::: Extracted records :::

PR #1611, opened 2020-07-17
Add XWaylandServer::is_running()

wmww:
I've found this to be a more reliable way to check if the process is running than `kill(pid, 0) == 0`. It also results in the process being reaped, so we don't end up with a bunch of zombies. It's not safe to call `waitpid()` after it has returned that the process exited (the PID may be reused) so we only call it if the process is still marked as `running`.

### DIFF
--- a/src/server/frontend_xwayland/xwayland_server.cpp
+++ b/src/server/frontend_xwayland/xwayland_server.cpp
@@ -224,6 +224,12 @@ mf::XWaylandServer::~XWaylandServer()
             kill(xwayland_process.pid, SIGKILL);     // ...then kill it!
         }
     }
+
+    // Calling is_running() one more time will ensure the process is reaped
+    if (is_running())
+    {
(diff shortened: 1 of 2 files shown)


RAOF:
Hm. Could we just pull `mtf::Process` (and maybe some of the associated `mtf::fork_and_run_in_separate_process` machinery) out of the tests and into mircore rather than piecemeal reimplementing it?

AlanGriffiths:
> Hm. Could we just pull `mtf::Process` (and maybe some of the associated `mtf::fork_and_run_in_separate_process` machinery) out of the tests and into mircore rather than piecemeal reimplementing it?

That seems like a fair suggestion.

wmww:
I'll keep in mind that `mtf::Process` is the path forward for better process handling, but I don't see why that needs to block this PR. The amount of additional complexity added here is minimal, and I have changes in the pipeline that need this to land.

:::

● **Description of the task**: Return every line in the listing that contains the word "than".

● **Result of this task**:
I've found this to be a more reliable way to check if the process is running than `kill(pid, 0) == 0`. It also results in the process being reaped, so we don't end up with a bunch of zombies. It's not safe to call `waitpid()` after it has returned that the process exited (the PID may be reused) so we only call it if the process is still marked as `running`.
Hm. Could we just pull `mtf::Process` (and maybe some of the associated `mtf::fork_and_run_in_separate_process` machinery) out of the tests and into mircore rather than piecemeal reimplementing it?
> Hm. Could we just pull `mtf::Process` (and maybe some of the associated `mtf::fork_and_run_in_separate_process` machinery) out of the tests and into mircore rather than piecemeal reimplementing it?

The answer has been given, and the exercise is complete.